CEHALET, TÜRKİYE’Yİ KAYBOLMA ANAFORUNA DOĞRU İTİYOR
Ümitsiz değilim. Bizimki yalnızca bir durum tesbiti. Hipnotik aletlerle çok zararlı ‘bağımlılıklarla’ başı dertte olan bir toplumu konuşuyoruz. Beş yüz kelimelik bir makaleden alabileceği bir bilgiyi üç beş saat boyunca sosyal medya ve ekranlarda arayan ve neticede hem hafızası hem muhakeme ve aklı iflâs eden milyonların yaşadığı bir cemiyetteki dehşetli ‘cehalet’ hastalığından bahsediyoruz. Medyanın, siyasetin ve ekonomi sihirbazlarının telkinleriyle fikir ve bilgisi olmadığı meselelerde saatlerce çene çalabilenlerin çoğunluğu elde ettiği bir diyardaki cehaletin bizim için nasıl öldürücü bir hal aldığını artık konuşmamız lâzım değil mi?
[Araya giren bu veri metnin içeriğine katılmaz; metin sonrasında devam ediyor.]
PR #3249, opened 2026-04-16
Vision: add a vision for COM interop

compnerd:
Add an initial draft of the COM interop vision. This should describe the high level shape that we want the feature to take. Adding this early to allow editorial tweaks and collaboration on the content from others.


rjmccall:
Most of this vision seems to be about things that are firmly in the LSG's evolution domain. We'd be happy to collaborate with the PSG on it.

Önce teşhis... Hastalığımızı öğrenmemiz lâzım. Sonra ilâçlarımız ve tedavi sürecimiz uzun zaman alacaktır. Belki de uzunca iyileştirme seansları, fakat bir yerden başlamamız gerekiyor. Avrupalı bir siyasetçi piyasaya çıkan sahasıyla ilgili bütün kitapları mutlaka okuyor. Gazetelerdeki uzunca makaleleri inceleyerek tasnif ediyor. Aynı zamanda ticarî ve siyasî ilişkisi olduğu ülkelerle ilgili siyasî yayınları da takip ediyor. Onların uzun süren yemek seansları yoktur. Yıl boyunca üç haftayı asan tatilleri yoktur. Uykuları beş saati geçmez. Çoğunun televizyonla irtibatları da yoktur. Vazifeliler filtre edilmiş bilgi, görüntü ve belgeleri masalarına hazırlarlar. Onları, ellerinde devamlı okuyacakları bir şeyle takip edersiniz. Bize göre belki de okuma delisidirler. Ve sekiz milyonluk bir toplum yetmiş milyonluk bir toplumun imkânlarından daha çok imkâna sahiptirler. Onlar okuyarak düşünmeyi, düşünerek konuşmayı ve konuşarak toplumsal barışa muvaffak olmuşlardır. Çok ilginçtir ki bu prensiplerin hepsini uzun, dolambaçlı ve dolaylı yollardan Kur’ân’dan almışlardır. Toplum düzeyinde bize göre insanlıkları o kadar da tehlikede değildirler. Ya bizde… Milletvekillerimizin ve siyasî parti temsilcilerimizin, günlük okumalarını Avrupalıların haftalık okumalarıyla karşılaştıramazsınız. Okumayan, okumayı sevmeyen idarecilerimizin arkasında yürüyen halimizi varın siz düşünün.